Paul continues in verse 2 to elaborate on what he means by the ‘gospel of God’. He says, parenthetically: the gospel he promised beforehand through his prophets in the Holy Scriptures. The first feature of the gospel is that it is not entirely new. That may seem strange because the word ‘gospel’ (evangelion) means literally ‘good news’ and we think of news as being that which is fresh and up-to-the-minute. But even though there is a new element in the proclamation, the basic theme of the gospel (albeit in a very brief and summary form) was preached by Adam, by Abel, by Abraham, by Moses and by the prophets.
In saying this, Paul relates the New Testament to the Old Testament. The focal point of the gospel is spelled out in verses 3 and 4: regarding his Son, who as to his human nature was a descendant of David, and who through the Spirit of holiness was declared with power to be the Son of God, by his resurrection from the dead: Jesus Christ our Lord. This gospel concerns Jesus who is called the ‘Son of God’, the ‘Christ’ and ‘Lord’.
When we read through the New Testament we find that there is an abundance of titles ascribed to Jesus. The most frequent title is ‘Christ’. So often is that title linked to the name of Jesus, that many think it is his proper name. But Jesus’ name would have been Jesus bar Joseph or Jesus of Nazareth. His title is Christos or Christ, meaning literally ‘Messiah’. Paul is affirming that in the Old Testament, God, through the prophets, spoke about the coming of the Messiah from the line of David, and that Jesus was this Messiah.
The second most frequently used title for Jesus in the New Testament is the title ‘Lord’, a title of enormous significance because it is the one ascribed to God in the Old Testament. It is the title kyrios, which is the Greek form of the Hebrew Adonai, meaning ‘the sovereign one’, the one who reigns over us. This title, which in Old Testament days was reserved for God, is now ascribed to Jesus. This is the name above every name about which Paul speaks in Philippians, when he says that every tongue will confess Jesus to be ‘Lord’ (Phil. 2:9-11).

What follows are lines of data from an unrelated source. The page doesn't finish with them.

PR #3093, opened 2021-06-22
In memory mode wants soci transactions

graydon:
This shows two possible fixes for an atomicity bug on non-ledger auxiliary tables in in-memory mode. Neither is particularly pretty -- one is simpler and more local, one is uglier and more invasive but more systematic. We should only keep one.

### DIFF
--- a/src/ledger/InMemoryLedgerTxn.cpp
+++ b/src/ledger/InMemoryLedgerTxn.cpp
@@ -1,0 +1,87 @@
+// Copyright 2021 Stellar Development Foundation and contributors. Licensed
+// under the Apache License, Version 2.0. See the COPYING file at the root
+// of this distribution or at http://www.apache.org/licenses/LICENSE-2.0
+
+#include "ledger/InMemoryLedgerTxn.h"
+#include "ledger/LedgerTxnImpl.h"
+#include "util/GlobalChecks.h"
+
+namespace stellar
+{
+
+InMemoryLedgerTxn::InMemoryLedgerTxn(InMemoryLedgerTxnRoot& parent,
+                                     Database& db)
+    : LedgerTxn(parent), mDb(db)
+{
+}
+
+InMemoryLedgerTxn::~InMemoryLedgerTxn()
+{
+}
+
+void
+InMemoryLedgerTxn::addChild(AbstractLedgerTxn& child)
+{
+    if (mTransaction)
+    {
+        throw std::runtime_error(
+            "Adding child to already-open InMemoryLedgerTxn");
+    }
+    LedgerTxn::addChild(child);
+    mTransaction = std::make_unique<soci::transaction>(mDb.getSession());
+}
+
+void
+InMemoryLedgerTxn::commitChild(EntryIterator iter, LedgerTxnConsistency cons)
+{
+    if (!mTransaction)
+    {
+        throw std::runtime_error(
+            "Committing child to non-open InMemoryLedgerTxn");
+    }
+    try
+    {
+        LedgerTxn::commitChild(iter, cons);
+        mTransaction->commit();
+        mTransaction.reset();
+    }
+    catch (std::exception& e)
+    {
+        printErrorAndAbort("fatal error during commit to InMemoryLedgerTxn: ",
+                           e.what());
+    }
+    catch (...)
+    {
+        printErrorAndAbort(
+            "unknown fatal error during commit to InMemoryLedgerTxn");
+    }
+}
+
+void
+InMemoryLedgerTxn::rollbackChild()
+{
+    if (!mTransaction)
+    {
+        throw std::runtime_error(
+            "Rolling back child on non-open InMemoryLedgerTxn");
+    }
+    try
+    {
+        LedgerTxn::rollbackChild();
+        mTransaction->rollback();
+        mTransaction.reset();
+    }
+    catch (std::exception& e)
+    {
+        printErrorAndAbort(
+            "fatal error when rolling back child of InMemoryLedgerTxn: ",
+            e.what());
+    }
+    catch (...)
+    {
+        printErrorAndAbort(
+            "unknown fatal error when rolling back child of InMemoryLedgerTxn");
+    }
+}
+
+}
--- a/src/ledger/InMemoryLedgerTxn.h
+++ b/src/ledger/InMemoryLedgerTxn.h
@@ -1,0 +1,56 @@
+#pragma once
+
+// Copyright 2021 Stellar Development Foundation and contributors. Licensed
+// under the Apache License, Version 2.0. See the COPYING file at the root
+// of this distribution or at http://www.apache.org/licenses/LICENSE-2.0
+
+#include "database/Database.h"
+#include "ledger/InMemoryLedgerTxnRoot.h"
+#include "ledger/LedgerTxn.h"
+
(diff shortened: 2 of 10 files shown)


src/ledger/InMemoryLedgerTxn.cpp
```diff
@@ -0,0 +1,59 @@
+// Copyright 2021 Stellar Development Foundation and contributors. Licensed
+// under the Apache License, Version 2.0. See the COPYING file at the root
+// of this distribution or at http://www.apache.org/licenses/LICENSE-2.0
+
+#include "ledger/InMemoryLedgerTxn.h"
+#include "ledger/LedgerTxnImpl.h"
```
jonjove, line 6: Why do you actually need this include?

src/ledger/InMemoryLedgerTxn.cpp
```diff
@@ -0,0 +1,59 @@
...
+    {
+        throw std::runtime_error(
+            "Adding child to already-open InMemoryLedgerTxn");
+    }
+    LedgerTxn::addChild(child);
+    mTransaction = std::make_unique<soci::transaction>(mDb.getSession());
+}
+
+void
+InMemoryLedgerTxn::commitChild(EntryIterator iter, LedgerTxnConsistency cons)
```
jonjove, line 34: It's probably worthwhile to be more careful here and in `rollbackChild` about exception safety. For example, if `LedgerTxn::commitChild(...)` succeeds but `mTransaction->commit()` throws then this will reach an inconsistent state. Looking at `LedgerTxnRoot` might give you a model to work from.

jonjove (changes requested):
I think the second approach is reasonable and satisfies the principle of "easy to use correctly, hard to use incorrectly".

jonjove:
One downside of the second approach is that I don't think it will allow solving #3095 in the easiest/cleanest way possible (not that the first approach helps with this issue either). But moving in the direction of a "pure" in-memory root instead of a two-level one would probably help in that regard. Either way, we could always do this and then move further when we actually do #3095.

src/ledger/InMemoryLedgerTxn.cpp
```diff
@@ -0,0 +1,59 @@
+// Copyright 2021 Stellar Development Foundation and contributors. Licensed
```
MonsieurNicolas, line 1: missing windows changes

src/ledger/InMemoryLedgerTxn.cpp
MonsieurNicolas: and by model, what we end up doing is just `printErrorAndAbort` if this happens - but I agree it's better than throwing exceptions

MonsieurNicolas (changes requested):
approach from the first commit should be removed entirely: it's super error prone (so much so that it missed the other places where we may "throw at the wrong time" like when generating the genesis ledger, which may leave the database in a bad state).

Second approach looks to be fine; a potentially cleaner version would have been to use dedicated fields for lcl (we already have `mHeader`), has (missing right now) and meta (interestingly, we could use `mNextMetaToEmit` or something similar to it, to write into historical tables so we could move all this code in the "commit" path).

That way, only `LedgerTxnRoot` and `InMemoryLedgerTxn` have code actually writing to the database (in the `commitChild` function).

src/ledger/InMemoryLedgerTxn.cpp
graydon: For the definition of `stellar::EntryIterator::AbstractImpl`. It's only forward-declared in `LedgerTxn.h`

src/ledger/InMemoryLedgerTxn.cpp
graydon: Fixed.

graydon:
@jonjove I'm not sure #3095 would be difficult here -- we'd just have `InMemoryLedgerTxn` override `LedgerTxn::countObjects` and actually count its objects, no?

src/ledger/InMemoryLedgerTxn.cpp
graydon: Fixed.

graydon:
@MonsieurNicolas Fixed issues marked in review & pushed update.

As for the "cleaner" approach you're suggesting, I could see possibly pursuing it, but I think it would be a fair bit more invasive and involve reorganizing a fair bit more code.

MonsieurNicolas:
Fair point @graydon - I opened https://github.com/stellar/stellar-core/issues/3117 to track potentially making those type of changes

src/ledger/InMemoryLedgerTxn.cpp
jonjove: Ah that's unfortunate. Opened https://github.com/stellar/stellar-core/issues/3125 to make this cleaner at some future date.

src/ledger/InMemoryLedgerTxn.h
```diff
@@ -0,0 +1,55 @@
...
+namespace stellar
+{
+
+class InMemoryLedgerTxn : public LedgerTxn
+{
+    Database& mDb;
+    std::unique_ptr<soci::transaction> mTransaction;
+
+  public:
+    InMemoryLedgerTxn(AbstractLedgerTxnParent& parent, Database& db);
```
jonjove, line 47: I was responding to https://github.com/stellar/stellar-core/pull/3093#issuecomment-871912113, emphasizing that one of my big concerns was that `InMemoryLedgerTxn` currently can be used anywhere that `LedgerTxn` can be used. But calling `InMemoryLedgerTxn::countObjects` on a nested one would be an error (with the simple implementation, rather than the complete one which could just be done in `LedgerTxn` instead). In other words, it wouldn't be an interface that is hard to use incorrectly. But this lead me to a realization.

It occurred to me that this is currently the case but it doesn't _have_ to be the case. If this constructor had the signature `InMemoryLedgerTxn(InMemoryLedgerTxnRoot& parent, Database& db)` then the above error would no longer be possible. Even without the `countObjects` issue, this is still safer because the compiler will enforce where this can be used.

src/ledger/InMemoryLedgerTxn.h
```diff
@@ -0,0 +1,55 @@
...
+// mode. In-memory mode only holds the _ledger_ contents in memory; it still has
+// a "small" SQL database storing some additional tables, and we still want to
+// have transactional atomicity on those tables in regions of code we have a
+// LedgerTxn open. So that's the _purpose_.
+//
+// On to messy implementation details: in-memory mode is implemented by
+// replacing the normal LedgerTxnRoot with a stub class InMemoryLedgerTxnRoot
+// that never issues _any_ SQL, and then substituting a subclass of LedgerTxn as
+// a fake root that stores LEs in memory (like any other LedgerTxn) but that we
+// never commit to its parent at all -- only commit children _to_. This calss is
```
jonjove, line 20: Nitpick: typo "calss" -> "class"

graydon: fixed.

src/ledger/InMemoryLedgerTxn.h
graydon: Fixed (with a slight change to ApplicationImpl -- it needs 2 possible root members now since they have different types and you can't dynamically downcast a unique_ptr)

jonjove:
r+ dc79e7c

PR #3097, opened 2021-06-25
Additional startup checks

marta-lokhova:
The goal of this change is to spot database inconsistencies as early as possible. I moved ledger header insert to be done last, and kept the startup code reasoning based on `kLastClosedLedger` (so if the application is killed, on restart it would complain that ledger header does not exist). The other route was getting the max ledger header known, and comparing it against the rest of the database. The problem is that I don't think we can have this consistency guarantee, as I see some areas in the code (in particular, the `--force-back` functionality) that don't enforce consistency between ledger headers and HAS.


MonsieurNicolas:
r+ b4c2eb80faa16cfe3209ff402ac2cfd86a45f59b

Now Paul draws a strange contrast here. Although Jesus was the son of David, there is obviously a certain sense in which he is not the son of David. According to his human nature, Jesus was a descendant of David. But not only does he come from David, he also comes from God. He is the Son of God. At this point the apostle is declaring something about Jesus that is expounded throughout the New Testament: Jesus is not a mere man. In addition to his humanity which comes from David, Jesus is also declared to be uniquely the Son of God.

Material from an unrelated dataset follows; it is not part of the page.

PR #3124, opened 2021-07-06
Improve invariance in Herder

marta-lokhova:
Depends on https://github.com/stellar/stellar-core/pull/3068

Verse 4 says that Jesus is declared to be the Son of God, with power, a declaration that God himself makes. Notice, it is not that Christ is declared to be the Son of God with power, but that the declaration of his sonship is made in a powerful way. When God declares the unique sonship of Jesus, he does not drop subtle hints here and there or offer esoteric suggestions that only the most brilliant of theologians can figure out. The evidence that God gave to confirm the claim of Jesus to be the Son of God is the resurrection.

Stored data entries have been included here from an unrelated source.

PR #3129, opened 2021-07-09
Fix the logging logic of LoadGenerator to take care of the division-by-0

hidenori-shinohara:
The logging logic of `LoadGenerator.cpp` doesn't handle the case when `applyTx.one_minute_rate() = 0` which leads to the division-by-0 error. This PR fixes that by replacing the `one_minute_rate()` with 1 when smaller than 1. It's used for calculating the ETA, and thus slight inaccuracy there doesn't seem like a big concern.

# Checklist
- [x] Compiles
- [x] Ran all tests


MonsieurNicolas:
r+ 8d8a6d6355c6f2b35513eea53ee77d07a727df28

The resurrection of Jesus is qualified by the phrase, through the Spirit of holiness. Just as Jesus was made of the seed of David according to the flesh, so also he is declared to be the Son of God through the Spirit of holiness. The reference is not to Jesus’ human spirit but to the Holy Spirit. It was the Holy Spirit who raised Jesus from the dead when he brought the human flesh of Jesus back to life to bear witness to the trustworthiness of his claim to be the only-begotten Son of God. So the gospel involves Paul's affirmation of both the human nature of Jesus, which comes from the line of David, and the divine nature of Jesus, which comes from God.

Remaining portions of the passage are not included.